EXERCISE DATA>
PR #4072, opened 2025-09-02
ci: clean up external-secrets keys

bkenez:

https://camunda.slack.com/archives/C03RPUX701W/p1756470312529499

### What's in this PR?

Further cleanup credentials

### Checklist

**Before opening the PR:**

**After opening the PR:**


aabouzaid (changes requested):
LGTM, but we need to move the External Secrets to the chart test dirs so the workflows are only triggered per version instead of triggering workflows for all versions.

https://github.com/camunda/camunda-platform-helm/blob/a18041f954234ff6f2757d08e01f60e56803ad75/.github/workflows/test-chart-version.yaml#L12

.github/workflows/test-integration-runner.yaml
```diff
@@ -388,10 +388,10 @@ jobs:
 
             # Dynamic version-specific external secret configuration
             APP_VERSION=$(helm show chart "charts/${{ inputs.camunda-helm-dir }}" | yq .appVersion | grep -o '^[0-9]*\.[0-9]*')
-            if [[ -f ".github/config/external-secret/external-secret-${APP_VERSION}-integration-test-credentials.yaml" ]]; then
+            if [[ -f "charts/${{ inputs.camunda-helm-dir }}/test/external-secret/external-secret-${APP_VERSION}-integration-test-credentials.yaml" ]]; then
```
aabouzaid, line 391: No need for the `${APP_VERSION}` here, inside the chart versions, no need for the version again.

So it should be just `external-secret-integration-test-credentials.yaml`.

Also, the `external-secret` should be inside the [integration](https://github.com/camunda/camunda-platform-helm/tree/89b4d3ec1a3a4ceb64adce4d3ba73eaa7693cb3c/charts/camunda-platform-8.8/test/integration) dir because those secrets are only used in the integration tests.

aabouzaid (approved):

EXERCISE BRIEF> Using the entries above, return each line that includes the word "inputs".

EXPECTED ANSWER>
             APP_VERSION=$(helm show chart "charts/${{ inputs.camunda-helm-dir }}" | yq .appVersion | grep -o '^[0-9]*\.[0-9]*')
+            if [[ -f "charts/${{ inputs.camunda-helm-dir }}/test/external-secret/external-secret-${APP_VERSION}-integration-test-credentials.yaml" ]]; then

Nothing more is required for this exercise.